Le scene sono composte in un continuum pittorico ambientato in città anseatiche, che mostrano immagini portuali tratte dalla contemporaneità.

Il pittore si dedicò soprattutto alla rappresentazione di singole figure in pose aggraziate e all'osservazione realistica del dettagli, grazie a una tavolozza squisita che ricorda i migliori esiti della miniatura. Suo limite è invece la rappresentazione delle scene di martirio, con una certa difficoltà nel gestire le masse di figure.
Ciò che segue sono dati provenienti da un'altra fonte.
PR #7855, opened 2025-06-03
[CHASM] Export chasm.Engine and bring it into timer queue factory

lina-temporal:
## What changed?
- Exported the chasm.Engine interface
- Generated mocks for chasm.Engine
- Shard-level timer task executor objects now require a chasm.Engine
- Once we have an implementation ready, we can simply provide it via FX

## Why?
- I need this wired in so that SideEffect tasks can add it to the context (I'd rather not leave this as a todo).

## How did you test it?
- [ ] built
- [ ] added new unit test(s)

### DIFF
--- a/service/history/workflow/mutable_state_impl.go
+++ b/service/history/workflow/mutable_state_impl.go
@@ -5862,22 +5862,10 @@ func (ms *MutableStateImpl) truncateRetryableActivityFailure(
 		return activityFailure
 	}
 
-	throttledLogger := log.With(
-		ms.shard.GetThrottledLogger(),
-		tag.WorkflowNamespace(namespaceName),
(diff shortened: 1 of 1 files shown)


chasm/engine.go
```diff
@@ -1,10 +1,12 @@
...
+
 package chasm
 
 import (
 	"context"
 )
 
-type engine interface {
+type Engine interface {
 	newEntity(
```
yycptt, line 10: I think those methods needs to be exported as well or the ChasmEngine struct in history package won't implement this interface.

lina-temporal: Yup, will follow-up with this in the PR that I add the FX provider.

Nella resa dei paesaggi Memling dimostrò in particolare una conoscenza in prima persona di Colonia, descrivendo con precisione la skyline della città negli sfondi, con la cattedrale incompiuta, la caratteristica torre della chiesa grande di San Martino e la chiesa di San Cuniberto.

Dirk De Vos, pittore olandese grande amante del pennello di Memling, arrivò a ipotizzare che l'artista avesse visitato appositamente tutti i luoghi che doveva dipingere, in modo da ottenere il massimo realismo possibile.

Completano la decorazione gli intagli lignei in stile gotico fiammeggiante: pinnacoli, fregi traforati lungo i bordi superiori e, sui pilastrini agli angoli, quattro statuette entro nicchie che rappresentano i santi Jacopo, Giovanni evangelista, Agnese ed Elisabetta d'Ungheria.

Note[modifica | modifica wikitesto]

Bibliografia[modifica | modifica wikitesto]

  • (FR) Carlos van Hooreweder, Hans Memling à l'Hôpital Saint-Jean, Koninklije Gidsenbond van Brugge en West-Vlaanderen, Bruges 2010. ISBN non esistente
  • Stefano Zuffi, Il Quattrocento, Electa, Milano 2004. ISBN 8837023154

Altri progetti[modifica | modifica wikitesto]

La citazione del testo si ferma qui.